원자력 발전소 안전성 향상을 위해서는 이와 관련된 해석코드의 수행이 필수적이다. 이러한 해석코드의 수행은 핵연료의 국부적인 부분에서 시작하여 피복재, 원자로 노심, 발전소 컴포넌트뿐 아니라 전체 계통에 대해서 이루어 진다. 이러한 연구를 수행하기 위해서 MATRA, FRAPCONE, MARS, PRISM, VISA, ANSYS 등 의 설계 해석코드들이 이용된다.
MATRA
The reactor core including coolant, control and protection systems should be designed with appropriate margin to assure that SAFDL (Specified Acceptable Fuel Design Limits) are not exceeded during any condition of normal operation, including the effect of anticipated operational occurrences. The SFADL includes cladding overheating due to CHF or hydrodynamic flow instability and fuel melting.
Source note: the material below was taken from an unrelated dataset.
Issue #200, opened 2021-02-09
Provide fallback icon for firmware devices


cassidyjames:
## What Happened

I looked at the firmware tab on my Dell Precision 5530 and noticed the Touchpad device has no icon, which looks weird in the list.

Therefore, the object of core thermal hydraulic design is to make sure coolability and fuel thermal integrity in the core during steady-state and anticipated operational occurrences. To do this, MATRA (Mutichannel Analyzer for steady-state and Transient in Rod Arrays) is studied for analyzing subchannel of the nuclear reactor. In PWR, CHF (Critical Heat Flux), fuel melting, and flow instability are the main thermal hydraulic design criteria. By using MATRA, the prediction of CHF is possible and other major parameters can be obtained.
FRAPCON
FRAPCON is one of the computational analysis code. It specially analyzes the fuel performance. The FRAPCON code had been developed to predict the behavior of fuel rods during long-term irradiation and to calculate initial conditions for transient analysis by combining features from “FRAP(Fuel Rod Analysis Program)” and “GAPCON(GAP CONductance)-THERMAL”. Recently updated FRAPCON code calculates the steady-state response of light water reactor fuel rods during long-term burnup.
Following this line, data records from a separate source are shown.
PR #202, opened 2021-02-09
Use LibFwupd

danrabbit:
Replace everything custom with LibFwupd


davidmhewitt:
This has gone back to introducing a noticeably significant amount delay when opening the plug, especially on slower hardware or when fwupd isn't running and has to be automatically started.

I can see that async methods aren't available in the vapi we have in the repos, but, after some digging, it looks like async methods are available in libfwupd, but only from around version 1.5 or 1.5.5, and we have 1.3.

The code cleanup is nice, but I don't know how we feel about (re-)introducing a bunch of UI latency that we just went to the trouble of fixing. The other option is to wrap these libfwupd methods in threads until we get a version that doesn't need them.

src/Widgets/FirmwareUpdateRow.vala
```diff
@@ -53,59 +56,107 @@ public class About.Widgets.FirmwareUpdateRow : Gtk.ListBoxRow {
...
-            case Firmware.ReleaseFlag.IS_UPGRADE:
-                if (device.latest_release.version == device.version) {
-                    break;
-                }
+        // TODO: Be smarter to avoid segfault
+        var icons = device.get_icons ();
+        if (icons != null) {
+            for (int i = 0; i < icons.length; i++) {
+                image.icon_name = icons[i];
+            }
```
tintou, line 68: something like this should work:
```suggestion
            image.icon = new GLib.ThemedIcon.from_names (icons);
```

danrabbit: It looks like it doesn't, because what we get from `get_icons` isn't necessarily a string array. So probably what needs to be done is to add only values which are strings to a new array and then use themedicon.from_names on that

meisenzahl:
> This has gone back to introducing a noticeably significant amount delay when opening the plug, especially on slower hardware or when fwupd isn't running and has to be automatically started.

I can confirm this..

> I can see that async methods aren't available in the vapi we have in the repos, but, after some digging, it looks like async methods are available in libfwupd, but only from version 1.5, and we have 1.3.
> 
> The code cleanup is nice, but I don't know how we feel about (re-)introducing a bunch of UI latency that we just went to the trouble of fixing. The other option is to wrap these libfwupd methods in threads until we get a version that doesn't need them.

@davidmhewitt what would be the preferred way?

meisenzahl:
@danrabbit were you still going to look at the details bit? Otherwise, I can create a PR for your PR on the weekend 🙂

danrabbit:
> @danrabbit were you still going to look at the details bit? Otherwise, I can create a PR for your PR on the weekend 🙂

I think it would be better to wait and just keep this scoped to reaching feature parity with master so that it doesn't get held up or become too complicated to review

danrabbit:
@davidmhewitt TIL how to GLib.Thread. Let me know if that doesn't fix it for you :)

@meisenzahl ah sorry I actually misunderstood your comment! I thought you were talking about doing the sliding details pane thing in this branch. I was able to get the details dialog working

davidmhewitt:
It's a lot less bad now, but I'm still seeing a bit of blocking on loading the plug.

All of the fwupd methods we have available to us are synchronous, so `get_devices`, `get_release_details`, `install`, etc...

I don't actually have any devices to update, but I assume the call to `install` is potentially quite long running and I also suspect that it it will freeze the UI entirely for the duration of that call.

As a general approach for making thing async using threads, you can do something like the following and then just use it like a regular async method (like the ones removed by this PR):

```
public async ReturnType example_method () {
    SourceFunc callback = example_method.callback;
    ReturnType result;
    
    new Thread<void> ("example_method", () => {
        // Pass back result and schedule callback
        result = long_running_synchronous_thing ();
        Idle.add ((owned) callback);
    });

    // Wait for background thread to schedule our callback
    yield;
    
    return result;
}
```

davidmhewitt:
Additionally, I forgot to mention, you shouldn't do anything that touches UI inside a thread. So your call to `update_list_view` inside your new thread is possibly dangerous.

Surrounding stuff with `Idle.add` passes it back to the main UI thread.

danrabbit:
@davidmhewitt Okay, I think I did it! Let me know if anything looks wrong

src/Views/FirmwareView.vala
```diff
@@ -76,14 +73,21 @@ public class About.FirmwareView : Gtk.Stack {
         add (grid);
         add (progress_view);
 
-        fwupd.on_device_added.connect (on_device_added);
-        fwupd.on_device_error.connect (on_device_error);
-        fwupd.on_device_removed.connect (on_device_removed);
+        try {
+            var fwupd_client = new Fwupd.Client ();
+            FirmwareClient.connect.begin (fwupd_client, (obj, res) => {
+                fwupd_client.device_added.connect (on_device_added);
```
davidmhewitt, line 79: The `try/catch` has to surround the `async_method.end` call which is missing here.

src/Views/FirmwareView.vala
```diff
@@ -92,67 +96,62 @@ public class About.FirmwareView : Gtk.Stack {
...
+                for (int i = 0; i < devices.length; i++) {
+                    add_device (client, devices[i]);
+                }
+
+                update_list.show_all ();
+            } catch (Error e) {
+                // TODO: Use placeholder
+                critical (e.message);
+            }
+        });
```
davidmhewitt, line 111: If you want to await the result of an async method inside an async method, you can use `yield` instead of `begin`/`end`. 

The original code that was removed here was:
```
 foreach (var device in yield fwupd.get_devices ()) {
    add_device (device);
}
```

That can pretty much be put back using your new method.

src/Widgets/FirmwareUpdateRow.vala
```diff
@@ -53,59 +56,121 @@ public class About.Widgets.FirmwareUpdateRow : Gtk.ListBoxRow {
...
         }
 
-        if ((yield fwupd.install (device, path)) == true) {
-            if (device.has_flag (Firmware.DeviceFlag.NEEDS_REBOOT)) {
-                show_reboot_dialog ();
-            } else if (device.has_flag (Firmware.DeviceFlag.NEEDS_SHUTDOWN)) {
-                show_shutdown_dialog ();
+        var path = yield download_file (release.get_uri ());
+
+        FirmwareClient.install.begin (client, device.get_id (), path, (obj, res) => {
```
davidmhewitt, line 116: Again, looks like you can use `yield` here.

davidmhewitt (changes requested):
A quick first glance review of your async changes

src/Widgets/FirmwareUpdateRow.vala
```diff
@@ -53,59 +56,116 @@ public class About.Widgets.FirmwareUpdateRow : Gtk.ListBoxRow {
...
+
 
         add (grid);
     }
 
-    private async void update (Firmware.Device device, Firmware.Release release) {
-        var path = yield fwupd.download_file (device, release.uri);
+    private async void update (Fwupd.Release release) {
+        var detach_caption = release.get_detach_caption ();
+        var detach_image = release.get_detach_image ();
```
tintou, line 101:
```suggestion
        unowned var detach_caption = release.get_detach_caption ();
        unowned var detach_image = release.get_detach_image ();
```

src/Widgets/FirmwareUpdateRow.vala
```diff
@@ -53,59 +56,116 @@ public class About.Widgets.FirmwareUpdateRow : Gtk.ListBoxRow {
...
-        var details = yield fwupd.get_release_details (device, path);
+        if (detach_image != null) {
+            detach_image = yield download_file (detach_image);
+        }
 
-        if (details.caption != null) {
-            if (show_details_dialog (details) == false) {
-                return;
-            }
+        if (detach_caption == null || show_details_dialog (detach_caption, detach_image) == false) {
```
davidmhewitt, line 107: This doesn't seem right? `detach_caption` is an optional string that gives the user instructions on how to put the device into the right mode for a firmware update. If it's omitted, we don't want to cancel the update by returning here?

davidmhewitt (changes requested):
I've just left one comment, but otherwise the code looks good. I don't have the means to test any of this though.

src/Widgets/FirmwareUpdateRow.vala
danrabbit: Ah yup, good catch. Mixed up the logic there. Should be fixed

src/Widgets/FirmwareUpdateRow.vala
```diff
@@ -53,59 +56,118 @@ public class About.Widgets.FirmwareUpdateRow : Gtk.ListBoxRow {
...
+        ) {
+            badge_icon = new ThemedIcon ("dialog-error"),
+            transient_for = (Gtk.Window) get_toplevel ()
+        };
+        message_dialog.show_all ();
+        message_dialog.run ();
+        message_dialog.destroy ();
+    }
+
+    private bool show_details_dialog (string detach_caption, string detach_image) {
```
davidmhewitt, line 166:
```suggestion
    private bool show_details_dialog (string detach_caption, string? detach_image) {
```

davidmhewitt (changes requested):

davidmhewitt (approved):
Code looks good. Don't have any updatable devices to test with.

The Scopes of FRAPCON are as follows:
- Heat conduction through the fuel and cladding
- Cladding elastic and plastic deformation,
- Fuel-cladding mechanical interaction
- Fission gas release
- Fuel rod internal gas pressure
- Heat transfer between fuel and cladding
- Cladding oxidation
- Heat transfer from cladding to coolant
Simplified FRAPCON-3 Flow Chart
(Ref. NUREG/CR-6534 Vol. 2 PNNL-11513)
Power ratio at each step
MARS-LMR
MARS-LMR (Multi-dimensional Analysis Reactor System for Liquid Metal Reactor)
MARS-LMR is a safety analysis code for the safety function evaluation of system as SFR. This safety analysis code uses the coolants of future reactors such as sodium, lead-bismuth eutectic, helium, lithium, lithium-lead and so on. To analyze the future reactors, it has to generate the set of physical properties and thermodynamic tables of MARS code and those of Na, LBE are already generated by KAERI. Our lab also generated that of Gallium and is analyzing Ga-cooled PDHRS (Passive Decay Heat Removal System) is SFR.
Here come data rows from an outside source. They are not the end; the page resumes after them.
PR #218, opened 2023-09-07
Assorted fixes and cleanup

### LINKED ISSUE #164: Add unit test for Laplace operator
In GitLab by @vinciguerra_a on May 3, 2023, 12:09

The Laplacian is the only field operator without a unit test.

### LINKED ISSUE #189: Identify and fix bug in master
In GitLab by @montan_v on Aug 10, 2023, 13:48

Encountered bug in PIC loops.
Applications and parameters failing:

1. ./PICnd 8 8 8 8, 8 nodes, 8 MPI ranks (1 MPI rank/node)

   Failure description:
   - After three iterations, domain scan fails to locate all particles.
2. ./LandauDamping 32 32 32 10000 , 4 nodes, 4 MPI ranks (1 MPI rank/node)

   Failure description:
   - Segmentation fault detected

Arc676:
An assortment of final changes to clean up the state of the master branch.

- Ensure that there is always a host space backend available by falling back to the stock FFTs if neither FFTW nor MKL are available. This ensures that the unit tests compile for "CUDA only" builds, which also include serial execution because Kokkos requires that at least one host space execution policy be defined.
- Update the unit test for `UniformCartesian` to use the new structure (overlooked in [!201](https://gitlab.psi.ch/OPAL/Libraries/ippl/-/merge_requests/201) since it doesn't use execution spaces at all).
- Add a unit test for the Laplacian; close #164.
- Fix field BCs unit test to actually use different execution spaces. Fixes various occurrences of incorrect execution space for range policy types.
- Remove the erroneous layout comparison introduced in [!192](https://gitlab.psi.ch/OPAL/Libraries/ippl/-/merge_requests/192) that prevented the periodic Poisson solver from updating it's temporary fields; close #189.
- Define in/equality operators for `NDIndex` (currently unused)


srikrrish (dismissed):

srikrrish (approved):

unit_tests/MultirankUtils.h
```diff
@@ -1,132 +0,0 @@
-//
-// Utility class for rank independent unit testing
```
matt-frey, line 2: Is this deleted on purpose?

unit_tests/Particle/ParticleBC.cpp
```diff
@@ -54,13 +54,10 @@ class ParticleBCTest<Parameters<T, ExecSpace, Rank<Dim>>> : public ::testing::Te
...
 
     void checkResult(const ippl::Vector<T, Dim>& expected) {
-        T tol = (std::is_same_v<T, double>) ? 1e-15 : 1e-7;
-
         Kokkos::deep_copy(mirror, bunch->R.getView());
-
         for (int i = 0; i < nParticles; ++i) {
             for (size_t j = 0; j < Dim; ++j) {
-                ASSERT_NEAR(expected[j], mirror(i)[j], tol);
+                ASSERT_NEAR(expected[j], mirror(i)[j], tolerance<T> / 10);
```
matt-frey, line 60: Why is the tolerance divided by 10? Shouldn't we then just provide another tolerance?

matt-frey (changes requested):

unit_tests/MultirankUtils.h
Arc676: Yes. It's been superseded by `TestUtils.h`. The more generic name reflects that it also covers testing with different precisions and execution spaces.

Testing with different dimensionalities is now covered by GTest parameterization instead of metaloops.

unit_tests/Particle/ParticleBC.cpp
Arc676: I asked about this in the group chat. We didn't reach a conclusion on a specific reason why this test had a lower tolerance than all the others. In the PR I just left it like this so that the expression reflects the nature of the test, but we can also make a new constant and call it `lower_tolerance` or similar.

matt-frey: Ok. I see.

matt-frey (approved):
Looks good!

PR #225, opened 2023-09-12
MPI communicator

matt-frey:
This PR
* changes the C-style array of type enumerator `{PARALLEL, SERIAL}` to a simple `std::array` of type boolean.
* adds a communicator to the field layout class
* adds the new communication interface (not yet complete)

This PR is created, although the new communication interface is not yet complete, because it is required for OPAL.


src/Communicate/Buffers.hpp
```diff
@@ -21,21 +21,20 @@
...
-            if (buffers[id]->getBufferSize() < size) {
+        template <typename MemorySpace, typename T>
+        Communicator::buffer_type<MemorySpace> Communicator::getBuffer(int id, size_type size,
+                                                                       double overallocation) {
+            auto& buffers = buffers_m.get<MemorySpace>();
+            size *= sizeof(T);
+            if (buffers.contains(id) && buffers[id]->getBufferSize() < size) {
                 buffers[id]->reallocBuffer(size);
             }
+            buffers[id] = std::make_shared<archive_type<MemorySpace>>(
```
srikrrish, line 34: I am a bit confused here.. This to me seems will always try to allocate the buffer with id even if we have enough size which we want to avoid because of performance in GPU. Previously we do this only if the id doesn't exist, or did I misunderstand something here?

src/Communicate/Communicator.h
```diff
@@ -0,0 +1,219 @@
...
+            template <typename MemorySpace = Kokkos::DefaultExecutionSpace::memory_space>
+            void deleteBuffer(int id) {
+                buffers_m.get<MemorySpace>().erase(id);
+            }
+
+            void deleteAllBuffers();
+
+            const MPI_Comm& getCommunicator() const noexcept { return *comm_m; }
+
+            //         void setCommunicator(const MPI_Comm& comm) noexcept { comm_m.reset(comm); }
```
srikrrish, line 158: Why is this commented? Should we just remove?

srikrrish (changes requested):
I would have expected that the things in FFT class should also be changed as they now have to use the layout's communicator instead of the global communicator. Is it already there? I searched for it but unable to find.

matt-frey:
I have not yet touched the FFTs. Note that the default communicator for the field layout is MPI_COMM_WORLD.

src/Communicate/Collectives.hpp
```diff
@@ -0,0 +1,63 @@
...
+        void Communicator::reduce(const T* input, T* output, int count, Op op, int root) {
+            MPI_Datatype type = get_mpi_datatype<T>(*input);
+
+            MPI_Op mpiOp = get_mpi_op<Op>(op);
+
+            MPI_Reduce(const_cast<T*>(input), output, count, type, mpiOp, root, *comm_m);
+        }
+
+        template <typename T, class Op>
+        void Communicator::reduce(const T& input, T& output, int count, Op op, int root) {
```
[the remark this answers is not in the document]
matt-frey: Yes, I thought it would be nice have a reference version for scalars, but will think about this.

srikrrish:
I thought Alex also changed the communicators in FFTs so that they use the layout's communicator. Anyway, I think it might be better to merge the branches #218 and #217 create a release and a tag and then merge this branch. Because I have a feeling this may also potentially break a few things and right now we don't have time to test all of the codes etc. What do you think?

matt-frey:
Sure. Alex did this in his fork only. I was not yet able to apply the new MPI interface to all components of Ippl. Still WIP.

srikrrish:
That's fine..

src/Communicate/Buffers.hpp
Arc676: This is a mistake caused by a merge conflict. The buffer should be returned after it's reallocated when the buffer already exists.

Arc676: No I think it was one of my commits that lost the `return` and I just didn't notice at the time.

matt-frey: Ok.

srikrrish (approved):

src/Communicate/Buffers.hpp
srikrrish: It still seems to me that this problem was not fixed. Or am I wrong?

srikrrish (changes requested):

srikrrish (approved):

aaadelmann (approved):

Nodalization of Ga-cooled PDHRS in KALIMER
VISA
ViSA is the Visual System Analyzer. ViSA is external environment program for MARS, RETRAN, RELAP5 and the programming language of ViSA is Delphi. The main features of ViSA are as follows:
- Online & post processing: X-Y trend graph vs. time
- Visualization of entire system behavior: System mimic with several gauges & Nodalization map for volume properties (boron, void, liquid/gas temperature,..)
- Interactive control : Simplifying control input for complex manual operation in EOP
- Miscellaneous functions : Control / Geometric input editor for modification & Replay (similar to strip function in MARS), 3-D power visualization (MASTER DLL required), Engineering unit conversion
Project tab of ViSA (OPR-1000)
System mimic tab of ViSA (OPR-1000)
Nodalization tab of ViSA (OPR-1000)
CFD
Computational fluid dynamics, usually abbreviated as CFD, is a branch of fluid mechanics that uses numerical methods and algorithms to solve and analyze problems that involve fluid flows. Computers are used to perform the calculations required to simulate the interaction of liquids and gases with surfaces defined by boundary conditions. With high-speed supercomputers, better solutions can be achieved. Ongoing research yields software that improves the accuracy and speed of complex simulation scenarios such as transonic or turbulent flows.
Computational Fluid Dynamics (CFD) is increasingly being used in nuclear reactor safety analyses as a tool that enables safety relevant phenomena occurring in the reactor coolant system to be described in more detail. Numerical investigations on single phase coolant mixing in Pressurized Water Reactors (PWR) have been performed. The work is aimed at describing the mixing phenomena relevant for both safety analysis, particularly in steam line break and boron dilution scenarios, and mixing phenomena of interest for economical operation and the structural integrity.